Aim of the task
From the data that follows, copy every line with the string "included".
┏━━
Issue #496, opened 2023-02-06
Remove public modifier from integration tests classes


khmarbaise:
Currently all integration tests are defined like:
```java
..
public class BasicIT {
..
}
```
which is not necessary.

timtebeek:
That's embarrassing; [we even have a recipe for that](https://docs.openrewrite.org/reference/recipes/java/testing/cleanup/testsshouldnotbepublic); let me see if I can run that quickly. :)

timtebeek:
Thanks again! We have a plan internally to apply our recipes to our own code continuously; thanks for the reminder to move that up in priority!

PR #497, opened 2023-02-06
fix Remove public modifier from integration tests classes (#496)

khmarbaise:
* remove also unused class TimeUtils.


timtebeek:
Thanks again!

PR #505, opened 2023-02-11
fix - BOM Usage instead of separate dependencies with properties. (#504)

khmarbaise:
- remove junit-jupiter.version property because we have only a single location.


timtebeek:
Much appreciated yet again!

PR #515, opened 2023-02-23
feat: Add rewrite.skip to skip execution

berlam:
Just a simple way to skip plugin execution by property to allow more granular control in the lifecycle without profiles.


jkschneider:
Thanks, makes sense!

sohailalam2:
Thank you :) @jkschneider 
Looks like this is not included in v4.40.0. When is this fix scheduled for release?

PR #517, opened 2023-03-02
Do not write to quark

timtebeek:
Fixes https://github.com/openrewrite/rewrite-cloud-suitability-analyzer/issues/6


timtebeek:
Also reported in https://stackoverflow.com/questions/75630973/openrewrite-the-contents-of-a-quark-are-unknown-so-the-charset-is-unknown

PR #549, opened 2023-05-05
OpenRewrite 8.0 upgrade

knutwannheden:


timtebeek:
On 7.x developers can run a lot of static analysis recipes without adding any dependencies, with a single Maven command. For instance:

    mvn -U org.openrewrite.maven:rewrite-maven-plugin:run -Drewrite.activeRecipes=org.openrewrite.java.cleanup.EqualsAvoidsNull

In 8.x a lot of these clean up recipes have been moved to rewrite-static-analysis, a separate module that requires an explicit dependency. Would we want to include that dependency by default here to keep that option?

knutwannheden:
> Would we want to include that dependency by default here to keep that option?

Could make sense. But then we would probably have to create a new release of the Maven plugin every time we release `rewrite-static-analysis` as well, as otherwise the instruction from the docs won't work. Right?

timtebeek:
Guess you're right; I think if we don't do anything the docs will start to generate new code snippets that include the dependency, so we can start with that and see if we get any feedback. Or have the plugin start to use the recipe-bom, with optional cascading releases on that. 🤔

PR #552, opened 2023-05-08
Use a defined order for projectMap

timtebeek:
LinkedHashMap instead of HashMap, to mimic https://github.com/openrewrite/rewrite/commit/8d7eff280c016aa7c47238898062c29457f81ce4

https://github.com/openrewrite/rewrite/issues/1753
https://github.com/openrewrite/rewrite/issues/3219

### DIFF
--- a/src/main/java/org/openrewrite/maven/MavenMojoProjectParser.java
+++ b/src/main/java/org/openrewrite/maven/MavenMojoProjectParser.java
@@ -357,7 +357,7 @@ public class MavenMojoProjectParser {
         MavenProject topLevelProject = mavenSession.getTopLevelProject();
         logInfo(topLevelProject, "Resolving Poms...");
 
-        Set<Path> allPoms = new HashSet<>();
+        Set<Path> allPoms = new LinkedHashSet<>();
         mavenProjects.forEach(p -> collectPoms(p, allPoms));
         for (MavenProject mavenProject : mavenProjects) {
             mavenSession.getProjectDependencyGraph().getUpstreamProjects(mavenProject, true).forEach(p -> collectPoms(p, allPoms));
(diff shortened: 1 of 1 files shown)


timtebeek:
Going on an instinct here, and this has not been tested. Similar change based off on what I saw in https://github.com/openrewrite/rewrite/pull/3155

rpau (approved):

src/main/java/org/openrewrite/maven/MavenMojoProjectParser.java
```diff
@@ -402,7 +402,7 @@ public Map<MavenProject, Xml.Document> parseMaven(List<MavenProject> mavenProjec
         }
 
         Map<Path, MavenProject> projectsByPath = mavenProjects.stream().collect(Collectors.toMap(MavenMojoProjectParser::pomPath, Function.identity()));
-        Map<MavenProject, Xml.Document> projectMap = new HashMap<>();
+        Map<MavenProject, Xml.Document> projectMap = new LinkedHashMap<>();
```
timtebeek, line 405: Might need to move this up still; order is defined further up.

timtebeek:
This is based on the knowledge that the input projects from `mavenSession.getProjects()` [here](https://github.com/openrewrite/rewrite-maven-plugin/blob/379968c7788617dfe89d2a9531e722853c15d53c/src/main/java/org/openrewrite/maven/AbstractRewriteMojo.java#LL276C100-L276C111) has been sorted:

    /**
     * These projects have already been topologically sorted in the {@link org.apache.maven.Maven} component before
     * being passed into the session. This is also the potentially constrained set of projects by using --projects
     * on the command line.
     */
    private List<MavenProject> projects;

PR #554, opened 2023-05-10
Fixed NPE

nmck257:
For obscure case where maven-compiler-plugin's source/target/release config is declared without a value


timtebeek (approved):

timtebeek (approved):

timtebeek:
Thanks again!

PR #556, opened 2023-05-14
Bump rewrite.version properties on release

timtebeek:
This ensures we use the latest versions of rewrite modules with each release, in lieu of using `RELEASE` which made it into the released pom.xml.


knutwannheden:
Sounds good. Is this a separate workflow? Maybe we could also have one to upgrade to the latest snapshot after making a new release.

timtebeek:
This worked: https://github.com/openrewrite/rewrite-maven-plugin/commit/0667ddd0b4910f579cbeeebfada9bbf55ff39a36

PR #569, opened 2023-06-02
support rewrite.inactiveRecipes

JoeCqupt:
## What's changed?

support rewrite.inactiveRecipes

## What's your motivation?

when i use  a recipe (it consist of many recipe), maybe i want disable some leaf-recipe.

please focus on is this idea is right? 

anyone

> Recipe class add property `enable`. when `enable` is false this Recipe not work. 
>  
> `rewrite-maven-plugin` set param `rewrite.inactiveRecipes ` .
> 
> `rewrite-maven-plugin` find those recipes to recipe.setEnable(false)

is this idea better? but implement code difficult

## Any additional context
none
### Checklist
- [x] I've added the license header to any new files through `./gradlew licenseFormat`
- [x] I've used the IntelliJ auto-formatter on affected files
- [x] I've updated the documentation (if applicable)

### DIFF
--- a/src/main/java/org/openrewrite/maven/AbstractRewriteMojo.java
+++ b/src/main/java/org/openrewrite/maven/AbstractRewriteMojo.java
@@ -239,6 +239,7 @@ public abstract class AbstractRewriteMojo extends ConfigurableRewriteMojo {
             }
 
             Recipe recipe = env.activateRecipes(getActiveRecipes());
+            inactiveRecipes(recipe);
             if (recipe.getRecipeList().isEmpty()) {
                 getLog().warn("No recipes were activated. " +
                               "Activate a recipe with <activeRecipes><recipe>com.fully.qualified.RecipeClassName</recipe></activeRecipes> in this plugin's <configuration> in your pom.xml, " +
@@ -297,6 +298,37 @@ public abstract class AbstractRewriteMojo extends ConfigurableRewriteMojo {
             return new ResultsContainer(repositoryRoot, results);
         } catch (DependencyResolutionRequiredException e) {
             throw new MojoExecutionException("Dependency resolution required", e);
+        }
+    }
+
+    private void inactiveRecipes(Recipe rootRecipe) {
+        // processed recipe
+        Set<Recipe> processed = new HashSet<>();
+        Queue<Recipe> queue = new LinkedList<>();
+        queue.offer(rootRecipe);
+        while (!queue.isEmpty()) {
+            Recipe recipe = queue.poll();
+
+            if (processed.contains(recipe)) {
+                continue;
+            }
+
+            Iterator<Recipe> iterator = recipe.getRecipeList().iterator();
+            while (iterator.hasNext()) {
+                Recipe r = iterator.next();
+                if (getInactiveRecipes().contains(r.getName())) {
+                    try {
+                        iterator.remove();
+                    } catch (UnsupportedOperationException uoe) {
+                        // maybe unmodifiableCollection
+                        getLog().warn("InactiveRecipe " + r.getName() + " for " +
+                                recipe.getName() + " failed. ", uoe);
+                    }
+                }
+            }
+
+            recipe.getRecipeList().stream().forEach(r -> queue.offer(r));
+            processed.add(recipe);
         }
     }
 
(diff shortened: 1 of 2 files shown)


timtebeek:
Hi @JoeCqupt ! Thank you for looking into this; it's indeed a frequent request to be able to exclude one or more recipes, which we have so far pushed back upon. The reason is it's typically possible to work around such issues by [creating a separate `rewrite.yml` description file](https://docs.openrewrite.org/reference/yaml-format-reference), which only contains the desired recipes.

It's more complicated than the current implementation to reliably implements exclusions, as recipes can also directly invoke each other, which is becoming quite common as well. I believe such direct invocations would not be picked up with the current implementation, and would not be trivial to implement.

There's also potential for issues when recipes assume preceding recipes have run before they make their own changes, which will be hard to reliably detect and prevent. In the past for instance we've had to request not to migrate just yet [to JUnit Jupiter as part of the Spring Boot 2.4 migration](https://github.com/openrewrite/rewrite-spring/blob/b5fb4ea471c972474699bde6668e2fac5e065871/src/main/resources/META-INF/rewrite/spring-boot-24.yml#L139-L140). If we would allow exclusions, then we suddenly can't be certain anymore that users are on JUnit Jupiter in any of the Spring Boot 2.4+ recipes, which really complicates the logic for all recipes involved. There's more such examples where exclusions might trip up migrations in unexpected ways, which is why we've found it easier not to support migrations rather than open it up for potential misuse, which we then have to counteract.

We do try to be conservative with the recipes we include with our common larger composite recipes, such that there should rarely be a need for exclusions, especially with the `rewrite.yml` workaround available as well. When issues do occur with included recipes, we prefer to fix those bugs quickly rather than allow for exclusions that might harder to debug issues down the line.

So as much as we appreciate you contributing to the project, at this stage I'm uncertain whether this particular propose is one we would be open to adopt. I'll raise it again internally, but wanted to give you this background such that you know it's both more complicated than expected, and has a potential for further issues that we hope to prevent.

Feel free to add your own perspective here as well; you likely have a couple of use cases that you might have hoped to use this feature for, and I hope we are able to work through those for you in some other way!

JoeCqupt:
ok. i get it.   i can resolve problem by creating `rewrite.yml`.

timtebeek:
Yes sorry to see you've spent time on something we won't continue with for now. You're always welcome to contribute in some other way! You can also [join our slack](https://join.slack.com/t/rewriteoss/shared_invite/zt-nj42n3ea-b~62rIHzb3Vo0E1APKCXEA) if there's anything you'd want to discuss up front before diving in. And like I said before: happy to work through any issues that prompted you to consider exclusions!

tgeens:
Maybe there is a possibility to provide an optional `.enabled` configuration flag for recipes that are rather optional ?

For example: `UpgradeSpringBoot_3_1` transitively pulls in `org.openrewrite.java.spring.ImplicitWebAnnotationNames`, removing explicitly named request-parameters from RestController signatures.  If this goes against my projects' style guide, I might be better off _not_ using OpenRewrite ?

timtebeek:
Hi @tgeens ; Sorry to hear you're unhappy with the inclusion of [`ImplicitWebAnnotationNames`](https://docs.openrewrite.org/recipes/java/spring/implicitwebannotationnames). For reference that comes in through [our Spring Boot 2 best practices](https://github.com/openrewrite/rewrite-spring/blob/56d60e00da710df3b5132fc17fa319e85cd20e8a/src/main/resources/META-INF/rewrite/spring-boot-20.yml#L671-L679), which we run as [part of our Migration to Spring Boot 2.0](https://github.com/openrewrite/rewrite-spring/blob/56d60e00da710df3b5132fc17fa319e85cd20e8a/src/main/resources/META-INF/rewrite/spring-boot-20.yml#L68). That's indeed potentially a lot of yaml recipes to copy if you were to follow the above recommended approach.

It's not immediately clear to me which recipes you'd like to add a `.enabled` configuration option to; it sounds very much like a skip option by another name to me, which would suffer from the same drawbacks as outlined above.

Perhaps you'd be interested in following this PR, which aims to allow you to [run individual minor Spring release migrations in isolation](https://github.com/openrewrite/rewrite-spring/pull/361). That could provide you with an alternative here, as you likely already made the leap from 1.5 to 2.x+. Could that be a way forward for you?

timtebeek:
These days you can create your own custom recipe based off of an existing recipe most easily through [the Moderne recipe builder](https://app.moderne.io/builder). You can [read more about the new recipe builder](https://www.moderne.ai/blog/moderne-engineering-building-the-openrewrite-recipe-builder) on the Moderne blog. We think this is the best way forward to allow for customization. Hope that helps!

Issue #566, opened 2023-05-31
Wrong version of `io.netty:netty-handler` is reported in the SBOM of `Selenese Runner Java`


algomaster99:
## What version of OpenRewrite are you using?

I am using

- Maven/Gradle plugin v4.45.0

## How are you running OpenRewrite?

I am running the  maven plugin on https://github.com/vmi/selenese-runner-java/tree/3e84e8e4e7e06aa1bdacaa8266db00f62ebef559.
```sh
mvn org.openrewrite.maven:rewrite-maven-plugin:4.45.0:cyclonedx --fail-at-end
```

## What is the smallest, simplest way to reproduce the problem?

```sh
git clone git@github.com:vmi/selenese-runner-java.git
git checkout 3e84e8e4e7e06aa1bdacaa8266db00f62ebef559
mvn org.openrewrite.maven:rewrite-maven-plugin:4.45.0:cyclonedx --fail-at-end
# convert to json cyclonedx file (if needed)
# I needed JSON format so I used https://github.com/CycloneDX/cyclonedx-cli/releases/download/v0.24.2/cyclonedx-linux-x64
```

## What did you expect to see?

The version of `io.netty:netty-handler` should be `4.1.79.Final` according to [maven dependency plugin](https://maven.apache.org/plugins/maven-dependency-plugin/tree-mojo.html). See our report generated from maven-dependency-plugin [here](https://github.com/chains-project/SBOM-2023/blob/major-revision/sbom-production/results/selenese-runner-java/maven-dependency-tree/tree.json).

## What did you see instead?

`4.1.78.Final` was reported.

## What is the full stack trace of any errors you encountered?

See the SBOM file produced.

https://github.com/chains-project/SBOM-2023/blob/major-revision/sbom-production/results/selenese-runner-java/openrewrite/sbom.json

## Are you interested in [contributing a fix to OpenRewrite](https://github.com/openrewrite/.github/blob/main/CONTRIBUTING.md#contributing-fixes)?

I could give it a try if the contributors can help me debug it.

joanvr:
Thanks for reporting this issue! Sounds like a big problem if we are not reporting the right version!

Maybe a good way to start working on this would be to try to replicate this in a test like those ones: https://github.com/openrewrite/rewrite-maven-plugin/blob/main/src/test/java/org/openrewrite/maven/RewriteCycloneDxIT.java

algomaster99:
I am on it. I will submit a pull request soon.

[...]

PR #570, opened 2023-06-02
Add test to reproduce wrong version of netty-handler

algomaster99:
## What's changed?

- Added a test
- Added a submodule https://github.com/vmi/selenese-runner-java/tree/3e84e8e4e7e06aa1bdacaa8266db00f62ebef559

## What's your motivation?

Reproduce #566 .

The version of `io.netty:netty-handler` reported is `4.1.78.Final`, which is incorrect based on `maven-dependency-plugin:3.4.0:tree` as reported [here](https://github.com/chains-project/SBOM-2023/blob/major-revision/sbom-production/results/selenese-runner-java/maven-dependency-tree/tree.json?rgh-link-date=2023-05-31T17%3A48%3A09Z). However, I looked up where this dependency comes from, and it is a direct dependency of https://mvnrepository.com/artifact/io.netty/netty-codec-http/4.1.78.Final. Surprisingly, maven central also reports the version as `4.1.78.Final`.

@joanvr 
## Any additional context

I am actually doing a study of SBOM producers and we included your tool in our analysis. You can find the full technical report here - https://arxiv.org/pdf/2303.11102.pdf. We came across this variance in behaviour while looking through different SBOMs.

### Checklist
- [x] I've used the IntelliJ auto-formatter on affected files

### DIFF
--- a/.github/workflows/ci.yml
+++ b/.github/workflows/ci.yml
@@ -19,6 +19,8 @@ jobs:
     runs-on: ubuntu-latest
     steps:
       - uses: actions/checkout@v3
+        with:
+          submodules: true
       - uses: actions/setup-java@v3
         with:
           distribution: temurin
--- a/.gitmodules
+++ b/.gitmodules
@@ -1,0 +1,3 @@
+[submodule "src/test/resources-its/org/openrewrite/maven/RewriteCycloneDxIT/correct_version_of_netty_handler_should_be_reported_in_selenese_runner_java_3e84e8e"]
+	path = src/test/resources-its/org/openrewrite/maven/RewriteCycloneDxIT/correct_version_of_netty_handler_should_be_reported_in_selenese_runner_java_3e84e8e
+	url = git@github.com:vmi/selenese-runner-java.git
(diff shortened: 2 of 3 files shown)


timtebeek:
Hi @algomaster99 ! Appreciate you took the time to inform us in detail of this issue with our SBOM report. For inclusion in our project I hope there's a way to replicate this without the need for a git submodule, although I'd understand it if you're not inclined to reduce this further on your own time. Know that we're thankful of the report and hope to have this resolved.

algomaster99:
Hi @timtebeek !

Sorry for the late response, but it has been holiday season here in Sweden. However, I can give a try to generate a minimal example, but I am not sure why this is happening firstly. My only guess right now is that the dependency tree contains two different versions of `netty-handler`, and maven just chooses the latest one.If this is the case, an SBOM producer should report both versions.

timtebeek:
No problem at all & thank you for getting back to us whenever it fits your schedule. It's an interesting theory, and even if there are multiple versions we should still match what Maven does for our reports. Hope we can reproduce this in a smaller sample which we can then ideally fit into our unit tests.

timtebeek:
Closing this one as discussed: ideally we replicate this without the need for a submodule. The Mojo here uses a utility in openrewrite/rewrite, so any improvements are likely to go there as well:
https://github.com/openrewrite/rewrite/blob/v8.10.1/rewrite-maven/src/main/java/org/openrewrite/maven/utilities/PrintMavenAsCycloneDxBom.java

Thanks again for bringing forth this issue!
┗━━
Final answer
Looks like this is not included in v4.40.0. When is this fix scheduled for release?
We do try to be conservative with the recipes we include with our common larger composite recipes, such that there should rarely be a need for exclusions, especially with the `rewrite.yml` workaround available as well. When issues do occur with included recipes, we prefer to fix those bugs quickly rather than allow for exclusions that might harder to debug issues down the line.
I am actually doing a study of SBOM producers and we included your tool in our analysis. You can find the full technical report here - https://arxiv.org/pdf/2303.11102.pdf. We came across this variance in behaviour while looking through different SBOMs.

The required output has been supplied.